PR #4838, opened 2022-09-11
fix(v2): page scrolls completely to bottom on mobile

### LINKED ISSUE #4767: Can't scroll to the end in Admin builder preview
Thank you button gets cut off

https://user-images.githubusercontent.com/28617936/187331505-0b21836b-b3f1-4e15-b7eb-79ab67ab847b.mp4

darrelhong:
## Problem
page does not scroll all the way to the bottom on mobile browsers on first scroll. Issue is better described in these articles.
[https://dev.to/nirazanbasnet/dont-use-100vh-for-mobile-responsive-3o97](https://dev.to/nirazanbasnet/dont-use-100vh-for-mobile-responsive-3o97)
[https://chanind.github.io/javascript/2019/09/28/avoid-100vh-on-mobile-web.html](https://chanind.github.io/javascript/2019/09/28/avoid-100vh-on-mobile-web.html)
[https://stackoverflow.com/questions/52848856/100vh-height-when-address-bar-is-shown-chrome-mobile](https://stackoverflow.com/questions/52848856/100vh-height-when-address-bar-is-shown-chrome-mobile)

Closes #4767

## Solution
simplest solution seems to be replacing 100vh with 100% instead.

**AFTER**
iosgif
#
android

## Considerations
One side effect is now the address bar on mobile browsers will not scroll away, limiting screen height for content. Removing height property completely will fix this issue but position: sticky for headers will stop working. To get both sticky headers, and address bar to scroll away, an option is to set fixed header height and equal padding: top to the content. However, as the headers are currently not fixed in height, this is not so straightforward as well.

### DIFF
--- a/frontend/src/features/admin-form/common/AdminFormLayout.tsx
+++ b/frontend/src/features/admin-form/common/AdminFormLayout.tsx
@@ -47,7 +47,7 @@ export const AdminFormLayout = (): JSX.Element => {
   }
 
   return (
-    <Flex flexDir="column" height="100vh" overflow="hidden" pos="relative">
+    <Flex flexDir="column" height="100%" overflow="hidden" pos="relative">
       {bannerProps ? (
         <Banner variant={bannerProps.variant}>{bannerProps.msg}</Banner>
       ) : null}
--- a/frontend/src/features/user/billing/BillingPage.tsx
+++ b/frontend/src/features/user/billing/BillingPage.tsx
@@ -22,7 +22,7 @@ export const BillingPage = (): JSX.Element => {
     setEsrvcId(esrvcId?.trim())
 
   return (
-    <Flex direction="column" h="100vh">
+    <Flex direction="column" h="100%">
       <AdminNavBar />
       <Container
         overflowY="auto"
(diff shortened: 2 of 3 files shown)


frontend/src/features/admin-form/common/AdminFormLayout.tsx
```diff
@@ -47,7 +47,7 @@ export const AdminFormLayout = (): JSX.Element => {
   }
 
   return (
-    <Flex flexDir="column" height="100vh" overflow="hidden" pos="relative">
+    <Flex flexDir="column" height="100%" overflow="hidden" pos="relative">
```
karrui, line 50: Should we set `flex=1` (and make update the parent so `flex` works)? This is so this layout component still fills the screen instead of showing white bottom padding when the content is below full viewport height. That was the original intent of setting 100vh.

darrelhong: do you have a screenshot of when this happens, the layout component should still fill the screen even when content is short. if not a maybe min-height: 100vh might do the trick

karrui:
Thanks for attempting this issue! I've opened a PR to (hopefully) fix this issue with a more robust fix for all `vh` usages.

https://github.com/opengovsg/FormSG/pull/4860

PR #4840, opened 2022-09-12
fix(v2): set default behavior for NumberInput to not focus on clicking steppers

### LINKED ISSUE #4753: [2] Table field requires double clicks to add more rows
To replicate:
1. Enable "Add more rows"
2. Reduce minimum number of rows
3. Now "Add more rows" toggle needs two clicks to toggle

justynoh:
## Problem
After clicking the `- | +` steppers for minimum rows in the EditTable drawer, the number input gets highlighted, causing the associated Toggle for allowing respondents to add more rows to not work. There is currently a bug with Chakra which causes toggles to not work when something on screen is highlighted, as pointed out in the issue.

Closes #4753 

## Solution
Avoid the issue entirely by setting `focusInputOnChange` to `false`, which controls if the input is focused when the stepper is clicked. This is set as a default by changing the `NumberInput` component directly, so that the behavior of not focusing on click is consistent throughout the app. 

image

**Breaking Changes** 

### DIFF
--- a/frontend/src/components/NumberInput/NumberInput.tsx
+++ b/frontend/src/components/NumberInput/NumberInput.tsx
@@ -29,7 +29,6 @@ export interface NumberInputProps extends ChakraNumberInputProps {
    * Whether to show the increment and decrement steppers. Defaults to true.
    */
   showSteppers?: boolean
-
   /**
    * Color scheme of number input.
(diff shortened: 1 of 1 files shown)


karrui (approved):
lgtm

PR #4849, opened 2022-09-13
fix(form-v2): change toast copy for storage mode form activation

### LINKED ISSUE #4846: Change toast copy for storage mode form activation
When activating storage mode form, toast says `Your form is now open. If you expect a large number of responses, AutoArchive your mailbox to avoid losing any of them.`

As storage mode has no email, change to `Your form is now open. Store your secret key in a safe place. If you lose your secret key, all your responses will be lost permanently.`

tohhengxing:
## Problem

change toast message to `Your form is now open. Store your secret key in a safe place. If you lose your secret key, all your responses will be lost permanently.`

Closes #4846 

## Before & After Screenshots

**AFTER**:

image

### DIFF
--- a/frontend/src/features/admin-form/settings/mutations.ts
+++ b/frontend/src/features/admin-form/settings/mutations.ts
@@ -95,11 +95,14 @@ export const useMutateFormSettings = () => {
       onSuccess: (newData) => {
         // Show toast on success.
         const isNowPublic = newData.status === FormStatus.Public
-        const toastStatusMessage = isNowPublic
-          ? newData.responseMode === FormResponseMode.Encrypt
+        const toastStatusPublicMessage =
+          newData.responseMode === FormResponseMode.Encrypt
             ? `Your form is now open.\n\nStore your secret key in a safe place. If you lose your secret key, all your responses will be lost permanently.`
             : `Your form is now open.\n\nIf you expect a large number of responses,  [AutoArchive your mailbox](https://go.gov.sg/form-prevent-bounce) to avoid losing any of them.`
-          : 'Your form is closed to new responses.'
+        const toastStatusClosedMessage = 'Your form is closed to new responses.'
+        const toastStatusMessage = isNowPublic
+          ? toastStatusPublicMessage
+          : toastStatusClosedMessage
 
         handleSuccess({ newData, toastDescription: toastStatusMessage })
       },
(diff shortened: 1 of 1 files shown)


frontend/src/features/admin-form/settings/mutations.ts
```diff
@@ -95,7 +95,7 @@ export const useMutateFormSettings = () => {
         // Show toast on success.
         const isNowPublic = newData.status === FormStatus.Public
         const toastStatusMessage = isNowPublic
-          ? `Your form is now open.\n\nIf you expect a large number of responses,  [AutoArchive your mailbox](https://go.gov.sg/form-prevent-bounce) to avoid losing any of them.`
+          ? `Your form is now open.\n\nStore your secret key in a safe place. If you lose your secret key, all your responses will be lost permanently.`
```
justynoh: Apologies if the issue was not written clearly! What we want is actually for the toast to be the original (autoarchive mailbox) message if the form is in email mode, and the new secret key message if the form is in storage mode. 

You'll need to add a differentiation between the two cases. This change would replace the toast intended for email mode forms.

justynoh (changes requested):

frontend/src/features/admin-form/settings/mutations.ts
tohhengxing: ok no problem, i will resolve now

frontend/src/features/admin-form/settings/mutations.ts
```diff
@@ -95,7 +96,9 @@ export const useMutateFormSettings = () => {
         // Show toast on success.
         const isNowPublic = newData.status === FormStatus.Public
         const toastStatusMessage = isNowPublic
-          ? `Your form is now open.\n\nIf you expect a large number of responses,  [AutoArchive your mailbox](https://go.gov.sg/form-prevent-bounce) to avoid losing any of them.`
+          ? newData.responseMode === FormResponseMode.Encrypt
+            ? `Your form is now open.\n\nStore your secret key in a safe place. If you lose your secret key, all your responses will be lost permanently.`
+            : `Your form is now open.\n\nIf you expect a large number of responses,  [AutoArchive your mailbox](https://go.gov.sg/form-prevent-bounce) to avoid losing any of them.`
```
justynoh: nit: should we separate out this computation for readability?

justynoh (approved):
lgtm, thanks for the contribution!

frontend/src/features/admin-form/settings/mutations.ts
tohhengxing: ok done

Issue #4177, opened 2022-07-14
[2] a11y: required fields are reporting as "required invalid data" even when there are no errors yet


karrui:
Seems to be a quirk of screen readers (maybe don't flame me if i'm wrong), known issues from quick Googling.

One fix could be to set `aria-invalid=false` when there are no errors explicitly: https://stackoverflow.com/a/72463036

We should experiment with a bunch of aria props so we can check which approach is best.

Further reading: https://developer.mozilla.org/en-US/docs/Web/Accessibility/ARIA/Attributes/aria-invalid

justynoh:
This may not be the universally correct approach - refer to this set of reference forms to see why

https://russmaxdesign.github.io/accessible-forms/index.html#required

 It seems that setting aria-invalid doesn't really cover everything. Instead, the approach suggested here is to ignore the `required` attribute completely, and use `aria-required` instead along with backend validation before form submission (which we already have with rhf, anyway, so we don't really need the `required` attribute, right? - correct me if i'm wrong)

────────────────────

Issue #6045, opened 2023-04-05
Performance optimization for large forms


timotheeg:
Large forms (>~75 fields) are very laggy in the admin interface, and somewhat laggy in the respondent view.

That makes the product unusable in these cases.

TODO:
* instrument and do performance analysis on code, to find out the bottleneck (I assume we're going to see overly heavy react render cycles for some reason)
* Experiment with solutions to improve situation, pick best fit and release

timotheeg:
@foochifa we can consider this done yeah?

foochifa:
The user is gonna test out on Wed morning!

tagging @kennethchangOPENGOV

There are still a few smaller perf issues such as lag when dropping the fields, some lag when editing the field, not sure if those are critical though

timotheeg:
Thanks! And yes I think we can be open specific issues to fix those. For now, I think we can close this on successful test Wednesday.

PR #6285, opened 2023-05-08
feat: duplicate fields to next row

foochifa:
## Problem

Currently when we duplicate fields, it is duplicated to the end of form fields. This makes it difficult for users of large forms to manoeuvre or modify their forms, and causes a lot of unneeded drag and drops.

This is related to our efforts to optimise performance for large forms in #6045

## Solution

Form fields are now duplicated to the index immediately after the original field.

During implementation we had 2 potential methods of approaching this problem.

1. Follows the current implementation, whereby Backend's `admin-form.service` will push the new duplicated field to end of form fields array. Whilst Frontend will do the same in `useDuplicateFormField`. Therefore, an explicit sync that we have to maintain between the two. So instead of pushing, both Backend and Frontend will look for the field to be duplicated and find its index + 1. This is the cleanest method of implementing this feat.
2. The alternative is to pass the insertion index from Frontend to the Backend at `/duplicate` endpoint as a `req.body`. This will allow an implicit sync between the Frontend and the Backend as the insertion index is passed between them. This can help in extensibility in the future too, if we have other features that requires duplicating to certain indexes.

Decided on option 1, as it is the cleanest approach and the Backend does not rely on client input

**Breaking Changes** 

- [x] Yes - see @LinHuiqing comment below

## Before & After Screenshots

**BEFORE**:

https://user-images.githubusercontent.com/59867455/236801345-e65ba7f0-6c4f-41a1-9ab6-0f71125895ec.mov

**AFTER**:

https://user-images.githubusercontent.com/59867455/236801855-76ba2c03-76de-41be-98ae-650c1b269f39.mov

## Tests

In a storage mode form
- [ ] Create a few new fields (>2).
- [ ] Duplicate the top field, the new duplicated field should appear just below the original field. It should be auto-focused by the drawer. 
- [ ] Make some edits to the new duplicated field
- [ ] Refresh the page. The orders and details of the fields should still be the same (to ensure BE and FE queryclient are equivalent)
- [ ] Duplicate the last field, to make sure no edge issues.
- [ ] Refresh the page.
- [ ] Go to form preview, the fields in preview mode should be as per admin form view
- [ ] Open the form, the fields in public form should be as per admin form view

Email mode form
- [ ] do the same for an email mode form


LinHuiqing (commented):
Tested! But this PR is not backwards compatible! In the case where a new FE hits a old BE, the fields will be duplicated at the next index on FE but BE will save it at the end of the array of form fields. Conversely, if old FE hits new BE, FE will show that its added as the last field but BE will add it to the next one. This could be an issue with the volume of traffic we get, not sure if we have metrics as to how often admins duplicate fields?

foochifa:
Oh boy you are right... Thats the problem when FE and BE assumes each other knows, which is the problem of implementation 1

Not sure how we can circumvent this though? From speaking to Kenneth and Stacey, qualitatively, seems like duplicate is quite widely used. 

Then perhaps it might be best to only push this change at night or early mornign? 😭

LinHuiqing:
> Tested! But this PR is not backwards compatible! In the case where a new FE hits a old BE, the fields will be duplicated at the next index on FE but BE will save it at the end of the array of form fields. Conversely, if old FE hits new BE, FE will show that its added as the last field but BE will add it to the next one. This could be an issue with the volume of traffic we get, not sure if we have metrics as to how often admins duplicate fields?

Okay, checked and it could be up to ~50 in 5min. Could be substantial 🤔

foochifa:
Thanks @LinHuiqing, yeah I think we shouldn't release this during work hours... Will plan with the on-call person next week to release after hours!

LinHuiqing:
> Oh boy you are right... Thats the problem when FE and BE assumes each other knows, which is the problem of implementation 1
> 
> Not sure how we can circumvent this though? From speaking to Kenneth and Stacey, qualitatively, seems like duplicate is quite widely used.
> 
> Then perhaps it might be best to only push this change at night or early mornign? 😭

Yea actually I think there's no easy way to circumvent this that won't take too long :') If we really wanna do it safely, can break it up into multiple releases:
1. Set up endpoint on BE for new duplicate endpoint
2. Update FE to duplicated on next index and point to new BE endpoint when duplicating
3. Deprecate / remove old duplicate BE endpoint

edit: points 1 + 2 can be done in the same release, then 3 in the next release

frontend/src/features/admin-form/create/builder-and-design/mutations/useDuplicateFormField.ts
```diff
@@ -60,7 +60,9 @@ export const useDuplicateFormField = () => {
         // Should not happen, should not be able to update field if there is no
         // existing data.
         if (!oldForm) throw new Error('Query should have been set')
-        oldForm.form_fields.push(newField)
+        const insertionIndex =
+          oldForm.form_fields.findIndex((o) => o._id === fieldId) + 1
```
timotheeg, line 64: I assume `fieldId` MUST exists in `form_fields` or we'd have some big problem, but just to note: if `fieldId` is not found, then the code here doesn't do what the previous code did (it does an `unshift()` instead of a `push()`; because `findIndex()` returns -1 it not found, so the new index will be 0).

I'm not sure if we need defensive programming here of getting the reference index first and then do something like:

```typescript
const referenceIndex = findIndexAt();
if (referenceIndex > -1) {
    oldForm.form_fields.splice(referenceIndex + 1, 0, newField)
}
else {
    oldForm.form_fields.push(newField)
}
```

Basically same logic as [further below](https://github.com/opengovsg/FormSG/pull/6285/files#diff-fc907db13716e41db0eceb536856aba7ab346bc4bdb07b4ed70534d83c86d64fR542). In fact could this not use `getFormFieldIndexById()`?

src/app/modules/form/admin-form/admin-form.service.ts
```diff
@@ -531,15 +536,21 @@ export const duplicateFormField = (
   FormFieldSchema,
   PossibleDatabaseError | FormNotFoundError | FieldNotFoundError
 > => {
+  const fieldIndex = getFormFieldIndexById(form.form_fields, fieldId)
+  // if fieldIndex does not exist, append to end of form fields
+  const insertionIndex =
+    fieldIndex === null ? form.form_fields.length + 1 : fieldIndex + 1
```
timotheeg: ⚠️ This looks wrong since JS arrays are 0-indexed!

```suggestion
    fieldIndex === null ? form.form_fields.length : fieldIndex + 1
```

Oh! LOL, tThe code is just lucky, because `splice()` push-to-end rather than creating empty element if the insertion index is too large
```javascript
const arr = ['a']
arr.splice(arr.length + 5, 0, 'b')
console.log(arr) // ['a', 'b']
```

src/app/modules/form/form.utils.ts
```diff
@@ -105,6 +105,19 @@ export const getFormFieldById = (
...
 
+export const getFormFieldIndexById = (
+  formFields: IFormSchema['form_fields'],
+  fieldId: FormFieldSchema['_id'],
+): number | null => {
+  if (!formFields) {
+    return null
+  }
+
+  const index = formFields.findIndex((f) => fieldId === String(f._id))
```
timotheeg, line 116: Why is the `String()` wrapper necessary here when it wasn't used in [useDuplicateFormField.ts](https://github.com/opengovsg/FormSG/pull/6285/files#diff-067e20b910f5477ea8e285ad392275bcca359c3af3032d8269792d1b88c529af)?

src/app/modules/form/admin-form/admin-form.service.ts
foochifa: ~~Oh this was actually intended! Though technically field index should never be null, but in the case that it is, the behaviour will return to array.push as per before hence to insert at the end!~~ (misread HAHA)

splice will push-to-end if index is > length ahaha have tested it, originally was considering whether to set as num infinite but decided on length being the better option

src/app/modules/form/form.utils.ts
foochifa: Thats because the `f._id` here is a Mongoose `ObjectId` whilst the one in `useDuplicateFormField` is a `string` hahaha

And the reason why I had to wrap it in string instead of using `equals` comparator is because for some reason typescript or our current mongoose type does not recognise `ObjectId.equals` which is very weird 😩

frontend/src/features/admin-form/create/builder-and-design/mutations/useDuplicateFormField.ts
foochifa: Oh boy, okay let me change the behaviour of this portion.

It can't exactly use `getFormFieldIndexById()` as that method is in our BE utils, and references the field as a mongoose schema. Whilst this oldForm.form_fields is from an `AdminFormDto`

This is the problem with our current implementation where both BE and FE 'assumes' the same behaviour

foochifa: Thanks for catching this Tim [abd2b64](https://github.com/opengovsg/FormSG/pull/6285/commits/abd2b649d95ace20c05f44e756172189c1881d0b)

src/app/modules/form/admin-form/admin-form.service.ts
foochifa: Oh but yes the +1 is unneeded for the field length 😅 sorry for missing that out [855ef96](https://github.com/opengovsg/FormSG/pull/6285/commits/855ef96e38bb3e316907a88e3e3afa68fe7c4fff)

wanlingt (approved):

────────────────────

Required action =
Among the entries above, identify all lines with "clicks" and copy them.

Written reply =
### LINKED ISSUE #4753: [2] Table field requires double clicks to add more rows
3. Now "Add more rows" toggle needs two clicks to toggle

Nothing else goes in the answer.